We will investigate a few research questions involving two variables and produce graphics of the following. (Note: You may need to use different sets of variables for some of them.)

  • Side-by-side boxplots and/or violin plots
stat113 %>%
  filter(!is.na(Award)) %>%
  ggplot(aes(x = Award, 
             y = GPA, 
             fill = Award)) +
  geom_violin() +
  scale_fill_manual(
    values = c("dodgerblue","tomato","peachpuff"),
    name = "Type of\nAward Chosen" # \n is used to insert a line break
  ) +
  labs(title = "Title of plot",
       caption = "Caption of plot"
       ) +
  coord_cartesian(ylim = c(0,NA), expand = FALSE)
  • Scatterplot

  • Scatterplot + Smoother

  • Scatterplot + Linear Smoother

stat113 %>%
  filter(!is.na(Tattoo)) %>%
  ggplot(aes(x = TV, y = GPA, shape = Tattoo,
             color = Tattoo, fill = Tattoo) ) +
  geom_point() +
  geom_smooth() +
  geom_smooth(method = lm) +
  facet_wrap(vars(Tattoo), scales = "free")
  • Stacked Bar Chart
stat113 %>%
  filter(!is.na(Award), !is.na(Sport)) %>%
  ggplot(aes(x = Award, fill = Sport)) +
  geom_bar(position = "stack")
# cluster bar chart
stat113 %>%
  filter(!is.na(Award), !is.na(Sport)) %>%
  ggplot(aes(x = Award, fill = Sport)) +
  geom_bar(position = "dodge")
# filled bar chart
stat113 %>%
  filter(!is.na(Award), !is.na(Sport)) %>%
  ggplot(aes(fill = Award, x = Sport)) +
  geom_bar(position = "fill") +
  labs(y = "Proportion") +
  scale_fill_viridis_d()
#  scale_fill_brewer(palette = "Dark2") +
  • Faceted Density plots

After getting a “basic plot” constructed for each, investigate options to customize and “clean up” the plots. Try to make them look nice.

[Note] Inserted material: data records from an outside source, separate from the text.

PR #3, opened 2025-04-01
fix: update broken URL in the hooks.json error message

mwbrooks:
### Summary

This pull request updates the URL in the `hooks.json` error message to use a working, valid URL. 

While the Slack CLI now support `.slack/hooks.json`, it continues to remain backwards compatible with `slack.json`. We're in a bit of a messy-in-the-middle situation where the Slack CLI often references `.slack/hooks.json` but our samples continue to use `slack.json` for backwards compatibility. 

I've updated the error messages to also suggest using `init` to create the file, when it's missing.

### Preview

**Error when a hook script returns an error code:**
image

**Error when the hooks file is missing:**
image

### Reviewer

```bash
# Create a new Deno SDK app
$ lack create my-app --template https://github.com/slack-samples/deno-starter-template
$ cd my-app/

# Error when a hook script returns an error code:
$ vim slack.json
# → Update "deno" to "dino", or some other binary name that doesn't exist
$ lack run
# → Expect an error message similar to the preview screenshot

# Error when the hooks file is missing:
$ mv slack.json slack.json.bk
$ lack run
# → Expect an error message similar to the preview screenshot

# Cleanup
$ lack delete -f
$ cd ../
$ rm -rf my-app/
```

### Requirements


internal/slackerror/errors.go
```diff
@@ -1292,12 +1296,18 @@ Otherwise start your app for local development with: %s`,
 		Code:    ErrSDKHookNotFound,
 		Message: fmt.Sprintf("A script in %s was not found", style.Highlight(filepath.Join(".slack", "hooks.json"))),
 		Remediation: strings.Join([]string{
-			fmt.Sprintf("Hook scripts are defined in the Slack hooks file ('%s').", filepath.Join(".slack", "hooks.json")),
-			"Every app requires a Slack hooks file and you can find a working example at:",
+			"Hook scripts are defined in a Slack hooks file:",
+			"- slack.json",
+			"- or",
```
zimeg:
```suggestion
			"Hook scripts are defined in a Slack hooks file found at either:",
			"- slack.json",
```

🤔 Hmm I think the list of items makes the "or" somewhat confusing for me.

I'm not sure if this is great wording, but I'm hoping to make the "pick one" option more clear in the line above!

internal/slackerror/errors.go
```diff
@@ -1292,12 +1296,18 @@ Otherwise start your app for local development with: %s`,
...
+			"- " + filepath.Join(".slack", "hooks.json"),
```
zimeg, line 1301: 🎉 Love the `filepath` support here!

internal/slackerror/errors.go
```diff
@@ -1292,12 +1296,18 @@ Otherwise start your app for local development with: %s`,
...
+			"",
+			"Every app requires a Slack hooks file and you can find an example at:",
+			"",
```
zimeg:
```suggestion
```

internal/slackerror/errors.go
```diff
@@ -1292,12 +1296,18 @@ Otherwise start your app for local development with: %s`,
...
+			style.Highlight("https://github.com/slack-samples/deno-starter-template/blob/main/slack.json"),
 			"",
-			style.Highlight("https://github.com/slack-samples/deno-starter-template/blob/main/.slack/hooks.json"),
+			"You can create a hooks file manually or with " + style.Commandf("init", false),
 			"",
```
zimeg, line 1307:
```suggestion
```

Nit: IMO newlines between some of these details separates some related ideas, but these might be helpful for parsing outputs... 👁️‍🗨️ 

No blocker but removing some might be interesting!

internal/slackerror/errors.go
```diff
@@ -1292,12 +1296,18 @@ Otherwise start your app for local development with: %s`,
...
+			"- slack.json",
+			"- or",
+			"- " + filepath.Join(".slack", "hooks.json"),
+			"",
+			"Every app requires a Slack hooks file and you can find an example at:",
+			"",
+			style.Highlight("https://github.com/slack-samples/deno-starter-template/blob/main/slack.json"),
 			"",
-			style.Highlight("https://github.com/slack-samples/deno-starter-template/blob/main/.slack/hooks.json"),
+			"You can create a hooks file manually or with " + style.Commandf("init", false),
```
zimeg:
```suggestion
			"You can create a hooks file manually or with the " + style.Commandf("init", false) + " command.",
```

This might align with the sentance following better? Of course no blocker!

internal/slackerror/errors.go
```diff
@@ -806,9 +806,13 @@ Otherwise start your app for local development with: %s`,
...
 	ErrInvalidAppDirectory: {
-		Code:        ErrInvalidAppDirectory,
-		Message:     "This is an invalid Slack app project directory",
-		Remediation: fmt.Sprintf("A valid Slack project includes the Slack hooks file: %s", filepath.Join(".slack", "hooks.json")),
+		Code:    ErrInvalidAppDirectory,
+		Message: "This is an invalid Slack app project directory",
+		Remediation: strings.Join([]string{
+			fmt.Sprintf("A valid Slack project includes the Slack hooks file: %s", filepath.Join(".slack", "hooks.json")),
+			"",
+			"If this is a Slack project, you can initialize it with " + style.Commandf("init", false),
```
zimeg, line 814:
```suggestion
			"You can initialize an existing Slack project with the " + style.Commandf("init", false) + " command",
```

I like the wording to the reader! I made a similar line removal here with some adjusted words, but might want to discuss the extra line more. Without having a similar suggestion heading this feels somewhat out of place to me...

Not meaning to block this from merging but am also hoping to lean into fewer linebreaks in output overall? It's at least interesting to me.

internal/slackerror/errors.go
mwbrooks: That's definitely a fair suggestion. I wasn't a fan of the "or" but I wanted to keep it readable.

Riffing on your suggestion, commit b9588ea updates the text to end with "Slack hooks files" but tries to emphasize that it can be one of the following:

```
   Hook scripts are defined in one of these Slack hooks files:
   - slack.json
   - .slack/hooks.json
```

internal/slackerror/errors.go
mwbrooks: I hear ya on too much separation, but I think it's important to leave a newline after a URL when possible. Depending on the person's terminal, the URL may not be styled and may wrap to multiple lines. So, leaving some whitespace after the URL can help it stand out and make the entire sentence more readable.

For example, here is a smaller window size. I've merged the previous suggestion to remove the whitespace before the URL. However, if we removed the whitespace after, it will become very unreadable:
image

internal/slackerror/errors.go
mwbrooks: Usually, we can't add text after styling a command, because it will not restore the previous colour. However, with all error messages we format the command with ticks and no colour, so I think this suggestion works! ✨

PR #6, opened 2025-04-02
ci: include compiled archives in snapshot build releases

zimeg:
### Summary

This PR uses a packaged CLI build in CI runs to match releases, using the `-s` and `-W` [flags](https://pkg.go.dev/cmd/link) to omit debug info 🤖

### Preview

The updated build is shown in the download size!

Before changes:

```
$ du dist/*
25276   dist/slack-macos_darwin_amd64_v1/bin
25248   dist/slack_linux_amd64_v1/bin
25592   dist/slack_windows_amd64_v1/bin
```

After changes:

```
$ du dist/*
17768   dist/slack-macos_darwin_amd64_v1/bin
17352   dist/slack_linux_amd64_v1/bin
17712   dist/slack_windows_amd64_v1/bin
```

### Notes

A few comments were exploring other CI happenings that other PRs hope to address 🙏 

### Requirements

### DIFF
--- a/.circleci/config.yml
+++ b/.circleci/config.yml
@@ -151,7 +151,7 @@ jobs:
       - run:
           name: Run GoReleaser. Without actually publishing.
           command: |
-            export LDFLAGS="-s -w -X 'github.com/slackapi/slack-cli/internal/pkg/version.Version=$BUILD_VERSION'"
+            LDFLAGS="-s -w -X 'github.com/slackapi/slack-cli/internal/pkg/version.Version=$BUILD_VERSION'"
             make LDFLAGS="$LDFLAGS" build-snapshot
       - run:
           name: Show binaries are generated correctly


scripts/archive.sh
```diff
@@ -12,7 +12,7 @@
 # WITHOUT WARRANTIES OR CONDITIONS OF ANY KIND, either express or implied.
 # See the License for the specific language governing permissions and
 # limitations under the License.
-
+set -eo
```
zimeg: 📣 This causes the archive builds **without** a known tag to fail - either before a PR-specific release is created or for `dev-build`.

https://github.com/slackapi/slack-cli/runs/39814853762:

```
Creating macOS archives:
-> Source archive: /tmp/circleci-workspace/artifacts/slack_cli_3.0.2-5-g6078ccd_macOS_64-bit.zip
-> Creating dist directory: /tmp/circleci-workspace/artifacts/slack_mac_64-bit
-> Extracting: /tmp/circleci-workspace/artifacts/slack_mac_64-bit
unzip:  cannot find or open /tmp/circleci-workspace/artifacts/slack_cli_3.0.2-5-g6078ccd_macOS_64-bit.zip, /tmp/circleci-workspace/artifacts/slack_cli_3.0.2-5-g6078ccd_macOS_64-bit.zip.zip or /tmp/circleci-workspace/artifacts/slack_cli_3.0.2-5-g6078ccd_macOS_64-bit.zip.ZIP.

Exited with code exit status 9
```

.circleci/config.yml
```diff
@@ -33,7 +33,7 @@ commands:
       - run:
           name: Output BUILD_VERSION env var based on recent git tag and type of build
           command: |
-            BUILD_VERSION=$(git describe --tags --match 'v*.*.*' --exclude '*feature');
```
zimeg: 📣 This caused uploads to the `dev-build` release to fail with this tag not matching `goreleaser` outputs:

```
    • archiving                                      name=dist/slack_cli_3.0.2-main-build-test-feature-6-gcc496f3_macOS_64-bit.tar.gz
    • archiving                                      name=dist/slack_cli_3.0.2-main-build-test-feature-6-gcc496f3_linux_64-bit.tar.gz
    • archiving                                      name=dist/slack_cli_3.0.2-main-build-test-feature-6-gcc496f3_windows_64-bit.zip
```

```
$ git describe --tags --match 'v*.*.*' --exclude '*feature'
v3.0.2-7-gcc496f3
```

zimeg: Now, the `BUILD_VERSION` variable matches the tag used elsewhere:

```
$ git describe --tags --match 'v*.*.*'
v3.0.2-main-build-test-feature-6-gcc496f3
```

zimeg: FWIW I tried to filter the following but had no luck:

- v1.23.4
- v1.23.4-example-feature


But not:

- v1.23.3-example
- v1.23.3-example-feature-1
- branch

And cannot find a good command combination...

I think it'd be better to **not** increment after a feature tag since IIRC these are meant for "stable experiements", but finding the right command and making related changes elsewhere might require more follow up 🔍

.circleci/config.yml
```diff
@@ -152,7 +152,7 @@ jobs:
           name: Run GoReleaser. Without actually publishing.
           command: |
             export LDFLAGS="-s -w -X 'github.com/slackapi/slack-cli/internal/pkg/version.Version=$BUILD_VERSION'"
-            make build-snapshot
+            make LDFLAGS="$LDFLAGS" build-snapshot
```
zimeg, line 155: The `-s` and `-w` flag weren't being used when building the snapshot! I'm hoping this improves our runtime speeds around 👾 

**Before**:

```
$ du dist/*
...
13324   dist/slack_cli_3.0.2-main-build-test-feature-6-gcc496f3_linux_64-bit.tar.gz
13332   dist/slack_cli_3.0.2-main-build-test-feature-6-gcc496f3_macOS_64-bit.tar.gz
14376   dist/slack_cli_3.0.2-main-build-test-feature-6-gcc496f3_windows_64-bit.zip
```

**After**:

```
$ du dist/*
...
7156    dist/slack_cli_3.0.2-main-build-test-feature-6-gcc496f3_linux_64-bit.tar.gz
7252    dist/slack_cli_3.0.2-main-build-test-feature-6-gcc496f3_macOS_64-bit.tar.gz
7208    dist/slack_cli_3.0.2-main-build-test-feature-6-gcc496f3_windows_64-bit.zip
```

.circleci/config.yml
mwbrooks: Hmm... I think it's important for us to filter out the `-feature` tags. Otherwise, someone who tags a feature will cause the `dev-build` to start building off their feature flag instead of the previous stable release.

mwbrooks: > 📣 This caused uploads to the `dev-build` release to fail with this tag not matching `goreleaser` outputs:
> 
> ```
>     • archiving                                      name=dist/slack_cli_3.0.2-main-build-test-feature-6-gcc496f3_macOS_64-bit.tar.gz
>     • archiving                                      name=dist/slack_cli_3.0.2-main-build-test-feature-6-gcc496f3_linux_64-bit.tar.gz
>     • archiving                                      name=dist/slack_cli_3.0.2-main-build-test-feature-6-gcc496f3_windows_64-bit.zip
> ```
> 
> ```
> $ git describe --tags --match 'v*.*.*' --exclude '*feature'
> v3.0.2-7-gcc496f3
> ```

I'm catching up on your thinking here, but from my understanding the `dev-build` should not be off the above feature flag:

```
name=dist/slack_cli_3.0.2-main-build-test-feature-6-gcc496f3_macOS_64-bit.tar.gz
```

It should be off the latest stable on main, which would look something like:

```
# Making the number -12- up, but it should be equal to or higher than the commit count of the feature flag
name=dist/slack_cli_3.0.2-12-gcc496f3_macOS_64-bit.tar.gz
```

.circleci/config.yml
```diff
@@ -313,10 +313,10 @@ jobs:
...
               LAST_SEMVER_TAG=$(git describe --tags --match 'v*.*.*' --abbrev=0 | cut -d"-" -f1)
               # When generating release notes, setting the target tag_name property to an existing tag has GitHub ignore the target_commitish property
-              # So, set it to some non-existent tag name for release-note-generating purposes.
+              # So, set the tag to the commit hash for release-note-generating purposes.
               # See https://docs.github.com/en/rest/releases/releases?apiVersion=2022-11-28#generate-release-notes-content-for-a-release--parameters
               # Note the following _does not change releases or tags_ - it only creates release notes, just like clicking "Generate Release Notes" on the GitHub Releases page.
-              CHANGELOG=$(curl -L -X POST -H "Accept: application/vnd.github+json" -H "Authorization: Bearer $GITHUB_RELEASE_TOKEN" -H "X-GitHub-Api-Version: 2022-11-28" https://api.github.com/repos/slackapi/slack-cli/releases/generate-notes -d "{\"tag_name\":\"does-not-exist\",\"target_commitish\":\"${TARGET}\",\"previous_tag_name\":\"${LAST_SEMVER_TAG}\"}" | jq .body)
```
mwbrooks: I think this value was originally set, because the `dev-build` tag never changes. If we used the `dev-build` tag, then the CHANGELOG would include all commits back to the original, very old `dev-build` tag. However, we may not have been using the `target_commitish` tag originally and that may solve the problem.

What's the reason for this change? I just want to make sure it doesn't introduce any bugs.

.circleci/config.yml
zimeg: @mwbrooks Thank you for confirming this strangeness!

I was wanting to avoid making a wider change to tags following a feature build, but now does seem like a good time to get this right.

I'll update this with scripts as needed 🫡

.circleci/config.yml
zimeg: I'm TBH not so certain that `${TARGET}` will generate the CHANGELOG we expect, but this has hopes of creating release notes with:

> Full Changelog: https://github.com/slackapi/slack-cli/compare/v3.0.3...70e82233e3a7d8afcec6b83ab37f78abfc34a17e

Instead of:

> Full Changelog: https://github.com/slackapi/slack-cli/compare/v3.0.3...does-not-exist

Since this change was found in PR explorations here, I'll move it to another PR and confirm this does what we expect 🙏

zimeg: 📝 This was undone in https://github.com/slackapi/slack-cli/pull/6/commits/3e3cf9f6035c0d51ff0c6ec3e0e8bbf17aa69a58 that has hope to follow up in another PR!

.circleci/config.yml
zimeg: 📝 The current changes of this PR aren't so related to the tag naming, though still might pose problems on `main`, so I'll mark this as **resolved** with hopes of revising!

scripts/archive.sh
zimeg: 📝 This was undone in https://github.com/slackapi/slack-cli/pull/6/commits/3e3cf9f6035c0d51ff0c6ec3e0e8bbf17aa69a58 but hopes to move to another PR soon for discussion and related changes-

.circleci/config.yml
mwbrooks: Great catch @zimeg! 👏🏻 Before this change, the `export LDFLAGS` was unused and instead it was using the `LDFLAGS` set by `Makefile`'s startup.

  • Recreate “example.png” (from the T drive)

  • Use Class as a factor (categorical variable) instead of a numerical variable

7.5 Further Practice

The document 06-data_visualization contains more detailed notes related to the grammar of graphics (using ggplots2). Please note that a set of Exercises will have you working through those from that document. You might as well get started on them early.